Semua bermula dari guru matematika mereka, Bu Devi, yang mengajak Lili bergabung dalam klub matematika. Selain Bara, Bu Devi melihat potensi dalam diri Lili. Di klub itu, awalnya hanya ada Bara—karena hampir semua siswa menghindari pelajaran tersebut. Ketika Lili bergabung, mereka pun menjadi berdua.
Di sanalah Lili mulai memperhatikan Bara. Ia merasa matematika sulit, sementara Bara mengerjakannya dengan begitu mudah. Kekaguman itu tumbuh pelan-pelan. Klub tersebut berjalan seminggu sekali, setiap Selasa. Dari sanalah kedekatan mereka terbangun. Nilai matematika mereka selalu tuntas, dan sering kali mereka juga berada dalam satu kelompok tugas.
Saat kelas tiga SMP, semua kegiatan klub dihentikan agar siswa fokus pada ujian nasional. Namun kebersamaan mereka tetap ada lewat tugas-tugas praktik. Dalam setiap presentasi, Lili sering ragu berbicara karena takut salah.
“Lili, bagian ini nanti kamu yang jelaskan,” kata Bara suatu kali. “Tenang saja, kalau salah aku bantu.”
Kalimat sederhana itu membuat Lili berani.
Pernah juga, saat guru meminta siswa maju satu per satu untuk mengerjakan soal, Bara sengaja menunjuk Lili yang duduk paling belakang. Padahal Lili ingin maju, tapi takut menjadi pusat perhatian. Sejak saat itu, perasaan Lili berubah dari sekadar kagum menjadi suka.
Lili juga sering mengalami panic attack saat SMP, dan Bara selalu ada untuk menenangkannya. Hal itulah yang membuat Lili merasa nyaman.
Saat masuk SMA, Lili berniat untuk lebih dekat dengan Bara. Namun ia mulai merasa kecil hati—di kelasnya banyak siswa yang lebih pintar, rajin, dan cantik. Tahun pertama dan kedua SMA ia lewati dengan rasa galau. Meski begitu, mereka tetap berbincang saat kerja kelompok, dan itu sudah cukup membuat Lili bahagia.

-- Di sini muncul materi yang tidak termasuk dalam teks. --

PR #372, opened 2026-06-24
feat(views): add SQL beautify button to view editor

danielnuld:
## What

Adds a **Beautify** button to the view editor modal (create & edit) that pretty-prints the view definition SQL.

## Why

When editing a view, the definition returned by the database is often a single dense line (e.g. MySQL stores `SELECT c.id,c.name,...` with no whitespace). This makes it hard to read and edit. A one-click formatter improves the editing experience.

## How

- Adds [`sql-formatter`](https://github.com/sql-formatter-org/sql-formatter) (`^15.8.2`) as a dependency.
- New util `src/utils/sqlFormat.ts` exposing `formatSql(sql, dialect)`, which maps the active driver's dialect to the matching `sql-formatter` language:
  - `postgres → postgresql`, `mysql → mysql`, `mssql → transactsql`, `sqlite → sqlite`, `oracle → plsql`, everything else → `sql`.
  - Keywords are upper-cased; on empty input or a parse error the original text is returned unchanged so the user's SQL is never lost.
- `ViewEditorModal` gets a `Beautify` button next to the *View Definition* label, wired to the active connection's `sql_dialect`.
- Adds the `views.formatSql` i18n key to all 8 locales (en, es, it, fr, de, ja, ru, zh).

## Testing

- `pnpm typecheck` and `pnpm build` pass; ESLint clean on changed files.
- Manually verified against a MySQL 8 test database: opened a view stored as a one-line definition, clicked **Beautify**, and the `SELECT … JOIN … WHERE … GROUP BY … HAVING … ORDER BY` reformatted with proper indentation and keyword casing.

sql pretty


danielnuld:
Thanks for the review. Both warnings addressed in bcd169b:

- **`ViewEditorModal.tsx` (stale debounced state):** `handleFormat` now reads the editor's live value through an `onMount` editor ref instead of the debounced `definition` state, so edits typed within the 300ms window are no longer discarded.
- **`sqlFormat.ts` (missing tests):** added `tests/utils/sqlFormat.test.ts` (13 cases) covering each dialect mapping, keyword casing, empty/whitespace passthrough, and the parse-error fallback. `toFormatterLanguage` is now exported so the mapping is asserted directly.

debba:
@danielnuld I really love it!

I'd actually extend this to the Query Editor as well. If you're interested, feel free to open a separate PR for that.

About It I was also thinking it might make sense to have a single shared component used across the different sections, containing the query textarea, the AI controls (which aren't available in the View Editor yet), and the Beautify action.

In the meantime, I'll merge this one. Thanks!

PR #373, opened 2026-06-25
fix: preserve composite indexes in generated SQL

### LINKED ISSUE #349: Generated SQL splits composite indexes into multiple single-column indexes
## Summary

When using the database tool to inspect a table, composite indexes are displayed correctly in the UI. However, when right-clicking the index and selecting "Generate SQL", the generated statement is split into multiple single-column `CREATE INDEX` statements instead of one composite index definition.

## Environment

- Database: MySQL 8.4.10

## Example

Assume a table has this composite index:

```sql
CREATE INDEX `idx_orders_lookup`
ON `orders` (
  `customer_id`,
  `status`,
  `created_at`,
  `id`
);
```

The index appears correctly in the database/index view as one multi-column index.

But "Generate SQL" produces something like:

```sql
CREATE INDEX `idx_orders_lookup` ON `orders` (`customer_id`);
CREATE INDEX `idx_orders_lookup` ON `orders` (`status`);
CREATE INDEX `idx_orders_lookup` ON `orders` (`created_at`);
CREATE INDEX `idx_orders_lookup` ON `orders` (`id`);
```

## Expected behavior

The generated SQL should preserve the composite index as a single `CREATE INDEX` statement:

```sql
CREATE INDEX `idx_orders_lookup`
ON `orders` (
  `customer_id`,
  `status`,
  `created_at`,
  `id`
);
```

## Actual behavior

The generated SQL creates one `CREATE INDEX` statement per indexed column.

This changes the meaning of the index. Four single-column indexes are not equivalent to one composite index, especially for queries that rely on the left-prefix order of the composite index.

It can also generate invalid SQL on databases that require index names to be unique per table, because each generated statement reuses the same index name.

## Why this matters

A composite index such as:

```sql
(customer_id, status, created_at, id)
```

can support queries like:

```sql
WHERE customer_id = ?
  AND status = ?
  AND created_at >= ?
ORDER BY id
```

Splitting it into separate single-column indexes changes query planning and can cause significantly worse performance.

## Suggested fix

When generating SQL for an index, group all columns that belong to the same index definition and emit one `CREATE INDEX` statement with the columns in their original index order.

snvtac:
This PR preserves composite indexes when generating table SQL from index metadata.

### Changes
- Added `seq_in_index` to the frontend `Index` metadata type.
- Grouped index metadata rows by index name before rendering `CREATE INDEX` statements.
- Ordered grouped columns by `seq_in_index`, falling back to input order when sequence data is unavailable.
- Added regression coverage for composite non-unique indexes, composite unique indexes, sequence ordering, and table-level generated SQL output.

### Validation
- `pnpm exec vitest run tests/utils/sqlGenerator.test.ts` — 64 passed
- `pnpm typecheck`
- `pnpm lint` — passes with one existing `SettingsProvider.tsx` hook dependency warning
- `pnpm build` — passes with an existing Vite dynamic/static import chunking warning

Closes #349


michabbb:
thanks a lot ! 🙏 👍

PR #160, opened 2020-06-22
Add IAM permissions when creating service-linked roles at first.

hiraken-w:
The documentation for service-linked roles does not specify the IAM permissions required for creation.
So I added an IAM permissions based on my verification.
Could you please confirm this?


jimdial-aws:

Di kelas tiga SMA, kebiasaan mereka berubah. Lili selalu datang paling pagi, disusul Bara. Mereka sering mengobrol sebelum siswa lain datang—tentang SMP, guru, tugas, hingga rencana kuliah. Namun ketika siswa lain mulai berdatangan, Bara selalu kembali ke bangkunya dan berhenti berbicara. Lili bingung, tapi tak pernah mempersoalkannya.
Bara adalah sosok yang sabar. Selama enam tahun sekelas, Lili tak pernah melihatnya bertengkar secara fisik. Bahkan saat berselisih, Bara memilih diam.
Di SMA favorit itu, prestasi mereka menurun—bukan karena mereka malas, tetapi karena persaingan yang begitu ketat.
Bara sering mengirim pesan pada Lili setelah pembagian rapor.
“Li, nilai aku turun di sekolah ini,” tulisnya.
Lili ikut sedih, tapi selalu menyemangatinya. Ia sering berkata bahwa Bara tetap orang terpintar di matanya. Setiap kali itu diucapkan, Bara selalu mengalihkan pembicaraan.
Suatu pagi, Bara datang tepat di belakang Lili dan membuatnya terkejut. Bara tertawa melihat ekspresi Lili.
“Li, tugas matematika sudah?” tanya Bara.
“Belum,” jawab Lili jujur.
“Ayo kerjain bareng. Aku juga belum siap,” kata Bara sambil membuka buku matematika.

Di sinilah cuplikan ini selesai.